Бесконечно благодарен за Ваше внимание и растроган; и это незаслуженно. Все еще в больнице, не столько потому, что болен, сколько оттого, что здесь лучше, чем на воле: есть мягкая кровать и кормят, хотя и неважно, но даром. И спокойно. Я еще не вполне окреп, но все же чувствую себя живым и так радуюсь солнечным дням и тихой развивающейся весне. Смотрю и думаю: я живой. Сознание, что я остался живым, приводит меня в восторженное состояние, и я называю это — чувством счастья. Впрочем, когда я умирал, то есть знал, что я непременно умру, это было на Петровском острове у Голубевых, куда на время переселился, потому что там, как мне все казалось, единственная в Ленинграде теплая комната — я тоже чувствовал этот восторг и счастье. Тогда именно я думал о Вас много. Думал, потому что в том напряжении души, которое я тогда испытывал, было нечто — как я уже писал Вам в записочке — похожее на чувство, жившее во мне в 20-х годах, когда я был с Вами. Мне кажется, я в первый раз так всеобъемлюще и широко понял Вас — именно потому, что это было совершенно бескорыстно, так как увидеть Вас когда-нибудь я, конечно, не рассчитывал, это было действительно предсмертное с Вами свидание и прощание. И мне показалось тогда, что нет другого человека, жизнь которого была бы так цельна и поэтому совершенна, как Ваша; от первых детских стихов (перчатка с левой руки) до пророческого бормотанья и вместе с тем гула поэмы. Я тогда думал, что эта жизнь цельна не волей — и это мне казалось особенно ценным, а той органичностью, то есть неизбежностью, которая от Вас как будто совсем не зависит. Теперь этого не написать, то есть всего того, что я тогда думал, но многое из того, что я не оправдывал в Вас, встало передо мной не только оправданным, но и, пожалуй, наиболее прекрасным. Вы знаете, многие осуждают Вас за Леву, но тогда мне было так ясно, что Вы сделали мудро и, безусловно, лучшее из того, что могли выбрать (я говорю о Бежецке), и Лева не был бы тем, что он есть, не будь у него бежецкого детства. (Я и о Леве тогда много думал, но об этом как-нибудь другой раз — я виноват перед ним.)
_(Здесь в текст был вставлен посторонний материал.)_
PR #6295, opened 2024-11-04
Enable TV Support for 'Ask to Skip'

viown:
**Changes**
Enables TV Support for the skip button

**Issues**

### DIFF
--- a/src/components/playback/skipsegment.ts
+++ b/src/components/playback/skipsegment.ts
@@ -38,25 +38,25 @@ class SkipSegment extends PlaybackSubscriber {
 
     createSkipElement() {
         if (!this.skipElement && this.currentSegment) {
-            let buttonHtml = '';
+            const elem = document.createElement('button');
+            elem.classList.add('skip-button');
+            elem.classList.add('hide');
+            elem.classList.add('skip-button-hidden');
+            elem.setAttribute('is', 'emby-button');
 
-            buttonHtml += '<button is="emby-button" class="skip-button hide skip-button-hidden"></button>';
-
-            document.body.insertAdjacentHTML('beforeend', buttonHtml);
-
-            this.skipElement = document.body.querySelector('.skip-button');
-            if (this.skipElement) {
-                this.skipElement.addEventListener('click', () => {
-                    const time = this.playbackManager.currentTime() * TICKS_PER_MILLISECOND;
-                    if (this.currentSegment?.EndTicks) {
-                        if (time < this.currentSegment.EndTicks - TICKS_PER_SECOND) {
-                            this.playbackManager.seek(this.currentSegment.EndTicks);
-                        } else {
-                            this.hideSkipButton();
-                        }
+            elem.addEventListener('click', () => {
+                const time = this.playbackManager.currentTime() * TICKS_PER_MILLISECOND;
+                if (this.currentSegment?.EndTicks) {
+                    if (time < this.currentSegment.EndTicks - TICKS_PER_SECOND) {
+                        this.playbackManager.seek(this.currentSegment.EndTicks);
+                    } else {
+                        this.hideSkipButton();
                     }
-                });
-            }
+                }
+            });
+
+            document.body.appendChild(elem);
+            this.skipElement = elem;
         }
     }
 
@@ -83,8 +83,8 @@ class SkipSegment extends PlaybackSubscriber {
 
             void elem.offsetWidth;
 
-            const osdVisible = document.activeElement && focusManager.isCurrentlyFocusable(document.activeElement);
-            if (options.focus && !osdVisible) {
+            const hasFocus = document.activeElement && focusManager.isCurrentlyFocusable(document.activeElement);
+            if (options.focus && !hasFocus) {
                 focusManager.focus(elem);
             }
 
--- a/src/components/playback/skipsegment.ts
+++ b/src/components/playback/skipsegment.ts
@@ -9,14 +9,16 @@ import './skipbutton.scss';
 import dom from 'scripts/dom';
 import globalize from 'lib/globalize';
 import * as userSettings from 'scripts/settings/userSettings';
+import focusManager from 'components/focusManager';
 
 interface ShowOptions {
     animate?: boolean;
     keep?: boolean;
+    focus?: boolean;
 }
 
 class SkipSegment extends PlaybackSubscriber {
-    private skipElement: HTMLButtonElement | undefined;
+    private skipElement: HTMLButtonElement | null | undefined;
     private currentSegment: MediaSegmentDto | null | undefined;
     private hideTimeout: ReturnType<typeof setTimeout> | null | undefined;
 
@@ -78,6 +80,10 @@ class SkipSegment extends PlaybackSubscriber {
 
             void elem.offsetWidth;
 
+            if (options.focus) {
+                focusManager.focus(elem);
+            }
+
             requestAnimationFrame(() => {
                 elem.classList.remove('skip-button-hidden');
 
@@ -116,7 +122,8 @@ class SkipSegment extends PlaybackSubscriber {
             if (isOpen) {
                 this.showSkipButton({
                     animate: false,
-                    keep: true
+                    keep: true,
+                    focus: false
                 });
             } else if (!this.hideTimeout) {
                 this.hideSkipButton();
@@ -140,7 +147,7 @@ class SkipSegment extends PlaybackSubscriber {
 
             this.setButtonText();
 
-            this.showSkipButton({ animate: true });
+            this.showSkipButton({ animate: true, focus: true });
         }
     }
 
@@ -165,6 +172,7 @@ class SkipSegment extends PlaybackSubscriber {
     onPlaybackStop() {
         this.currentSegment = null;
         this.hideSkipButton();
+        this.skipElement = null;
         Events.off(document, EventType.SHOW_VIDEO_OSD, this.onOsdChanged);
     }
 }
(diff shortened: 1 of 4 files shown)


dmitrylyzo:
1. I think we should focus the skip button if OSD is hidden.
2. Found bug: [`_skipElement`](https://github.com/jellyfin/jellyfin-web/blob/ab1cf1e435c1a8e09aef8a16398ea6d82ff685e7/src/components/playback/skipsegment.ts#L36) is not reattached on the second video playback. _Separate PR._
    1. Start video playback.
    2. Wait for the Skip button to appear.
    3. Stop playback (return to the library/item).
    4. Resume video playback. Button is not attached to the DOM.

viown:
> I think we should focus the skip button (on show) if OSD is hidden.

I agree, it's not intuitive to have to click up two times when the button appears.

> Found bug: [_skipElement](https://github.com/jellyfin/jellyfin-web/blob/ab1cf1e435c1a8e09aef8a16398ea6d82ff685e7/src/components/playback/skipsegment.ts#L36) is not reattached on the second video playback. Separate PR.

Thanks! This is an issue with just this PR because `videoOsdPage` is unmounted when playback stops and it originally only created the button once in the body and re-used it on second playback.

src/components/playback/skipsegment.ts
```diff
@@ -140,7 +148,10 @@ class SkipSegment extends PlaybackSubscriber {
 
             this.setButtonText();
 
-            this.showSkipButton({ animate: true });
+            this.showSkipButton({
+                animate: true,
+                focus: browser.tv || browser.xboxOne || browser.ps4
```
dmitrylyzo, line 153: Use `layoutManager.tv` instead. For example, you can use TV display mode on PC.

dmitrylyzo:
@viown Could you try changing the skip button to `emby-button`?
> We should use emby-button to highlight the focus state. There is no (native) focus indication in webOS 1.2.

Alternatively, we can add `focus` and `hover` (https://github.com/jellyfin/jellyfin-web/pull/6364) styles. But `emby-button` is already styled.

Also, don't focus the skip button when the OSD is visible.

viown:
Yes, to do this I will have to move the button to the OSD template, which is probably what I should've done to begin with.

Also, the button should not focus when the OSD is visible. Do you see different results in your testing?

dmitrylyzo:
> Do you see different results in your testing?

Yes, it grabs the focus when I navigate the playback control buttons (to keep the OSD visible).

With this clip: https://github.com/user-attachments/assets/95ac625f-a41d-46d1-9125-1f6c4356552a
1. Switch to the TV display mode.
2. Enable `Ask to Skip` for `Intro` and `Outro` only.
3. Start that clip.
4. Seek to the middle.
5. Use the Left/Right buttons to move between the playback control buttons (to keep OSD visible).
6. When `Outro' begins, the skip button grabs the focus.

viown:
Updated to use emby-button. Your mentioned issue should be fixed. I also noticed that the button would cause the video to pause on click (just this PR), so that was fixed as well.

Given how complex this PR became, I wonder if it still makes sense for a 10.10.z release?

dmitrylyzo:
1. `this.skipElement` seems to become invalid when the next episode starts playing.
Start playlist with 2 video items with chapters.
Wait for the skip button to appear.
Click `Next track`.
The skip button doesn't appear unless you refresh the web page.

2. [This code](https://github.com/jellyfin/jellyfin-web/blob/2b2d41adce675aea3c51f575710d087b7607e0ea/src/controllers/playback/video/index.js#L1240) pauses playback when using `Enter` on the skip button (in the TV mode).
As a quick fix:
```js
if (e.target.tagName !== 'BUTTON') {
}
```
We are losing the ability to pause using the `OK' button on the TV remote control, so we need to rethink the skip button focus logic and/or UI.

> Given how complex this PR became, I wonder if it still makes sense for a 10.10.z release?

Alternatively, we could try moving the skip button back from the video OSD and block the focus change by checking the current `document.activeElement`. Don't change the focus if `activeElement` is a valid focusable element.
The problem is that `activeElement` can be `undefined`, `body` or the last focused element when out of focus when hiding an element. So it should be checked with care, but [isCurrentlyFocusable](https://github.com/jellyfin/jellyfin-web/blob/2b2d41adce675aea3c51f575710d087b7607e0ea/src/components/focusManager.js#L95) is probably sufficient.

src/components/playback/skipsegment.ts
```diff
@@ -9,49 +9,54 @@ import './skipbutton.scss';
...
-            elem.addEventListener('click', () => {
-                const time = this.playbackManager.currentTime() * TICKS_PER_MILLISECOND;
-                if (this.currentSegment?.EndTicks) {
-                    if (time < this.currentSegment.EndTicks - TICKS_PER_SECOND) {
-                        this.playbackManager.seek(this.currentSegment.EndTicks);
-                    } else {
-                        this.hideSkipButton();
+            let buttonHtml = '';
+
+            buttonHtml += '<button is="emby-button" class="skip-button hide skip-button-hidden"></button>';
```
dmitrylyzo, line 43: You can use `createElement` approach and add `elem.setAttribute('is', 'emby-button');`:
https://github.com/jellyfin/jellyfin-web/blob/9d7532ceabb47bca34e535f96cfc68efad0c52c1/src/controllers/session/login/index.js#L301

src/components/playback/skipsegment.ts
```diff
@@ -78,6 +83,11 @@ class SkipSegment extends PlaybackSubscriber {
 
             void elem.offsetWidth;
 
+            const osdVisible = document.activeElement && focusManager.isCurrentlyFocusable(document.activeElement);
+            if (options.focus && !osdVisible) {
```
dmitrylyzo, line 87: A more appropriate name, imo. 
```suggestion
            const hasFocus = document.activeElement && focusManager.isCurrentlyFocusable(document.activeElement);
            if (options.focus && !hasFocus) {
```

dmitrylyzo (commented):
A few minor notes. Not tested yet.

dmitrylyzo (commented):
Almost fine.
1. There's a problem with CustomElements (see below). _Major issue._
2. The focus is lost after we hide the skip button.
_This is a global problem. If we don't find a good concept for changing focus after hiding the current element, I think we can leave it to the next version - the user can use `Back` to hide the OSD and show it again using the navigation keys._

src/components/playback/skipsegment.ts
```diff
@@ -9,35 +9,40 @@ import './skipbutton.scss';
...
-        }
-    }
-
     createSkipElement() {
         if (!this.skipElement && this.currentSegment) {
             const elem = document.createElement('button');
             elem.classList.add('skip-button');
             elem.classList.add('hide');
             elem.classList.add('skip-button-hidden');
+            elem.setAttribute('is', 'emby-button');
```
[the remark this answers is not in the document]
viown: Yeah, I noticed that `document.createElement('button', { is: 'emby-button' });` didn't work and went with the string approach. I've reverted that commit for now.

viown:
Yeah, I noticed that focus was lost after clicking the button, but wasn't sure what the best way to go about it was.

Since skipping will summon the OSD panel, we might be able to change the focus to the play/pause button. Adding `focusManager.focus(document.body.querySelector('.btnPause'));` after [this line](https://github.com/jellyfin/jellyfin-web/blob/dc12d8c6bc5d11ba69f98eb071586a3c22461254/src/components/playback/skipsegment.ts#L53) seems to work.

src/controllers/playback/video/index.js
```diff
@@ -1237,7 +1237,9 @@ export default function (view) {
                     }
                     return;
                 case 'Enter':
-                    playbackManager.playPause(currentPlayer);
+                    if (e.target.tagName !== 'BUTTON') {
+                        playbackManager.playPause(currentPlayer);
+                    }
                     showOsd(btnPlayPause);
```
dmitrylyzo, line 1243: We can also keep the OSD hidden. Some users are even against displaying the OSD on pause, but that's a question for UI designers.
```suggestion
                        showOsd(btnPlayPause);
                    }
```

dmitrylyzo (approved):
Not sure what to do with focus (focus loss can happen not only on the video OSD), but we can probably fix that later. As workaround: users can hide the OSD with `Back`/`Escape` buttons and regain focus when it reappears.

rlauuzo:
To address the focus issue, you can make the following changes:  

1. **Update lines 1254-1256 in `index.js`** to handle the `Enter` key differently based on the element triggering the event:  
   ```javascript
   case 'Enter':
       showOsd(e.target.classList.contains('skip-button') ? btnPlayPause : undefined);
       break;
   ```  

2. **Prevent the skip button from losing focus** by modifying lines 357-359:  
   ```javascript
   if (document.activeElement && !document.activeElement.classList.contains('skip-button')) {
       document.activeElement.blur();
   }
   ```

dmitrylyzo:
> 1. **Update lines 1254-1256 in `index.js`** to handle the `Enter` key differently based on the element triggering the event:

I think it would be better to restore it here: https://github.com/jellyfin/jellyfin-web/blob/5f105696b4ca7a3492d97ee828393ba89b1842c2/src/controllers/playback/video/index.js#L341-L343
We need to remove `focusElement` from the condition. If `!focusElement` and `document.activeElement` is not focusable, use `btnPause` as the focus element.
```js
 } else if (currentVisibleMenu === 'osd' && !layoutManager.mobile) {
    if (!focusElement && document.activeElement && !focusManager.isCurrentlyFocusable(document.activeElement) {
        focusElement = osdBottomElement.querySelector('.btnPause');
    }
    _focus(focusElement); 
 }
```
_Not tested._

Iirc, we also need to add range input (playback progress bar) as focusable element to `isCurrentlyFocusable`. The skip button grabs focus from it.

> 2\. **Prevent the skip button from losing focus** by modifying lines 357-359:

We should check that `document.activeElement` is a child of `osdBottomElement`.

В Вашей жизни есть крепость, как будто она высечена в камне и одним приемом очень опытной руки. Все это — я помню — наполнило меня тогда радостью и каким-то совсем не обычным, не сентиментальным умилением, а созерцательным, словно я стоял перед входом в Рай (вообще тогда много было от «Божественной Комедии»). И радовался я не столько за Вас, сколько за мироздание, потому что от всего этого я почувствовал, что нет личного бессмертия, а есть бессмертное. Это чувство было особенно сильным.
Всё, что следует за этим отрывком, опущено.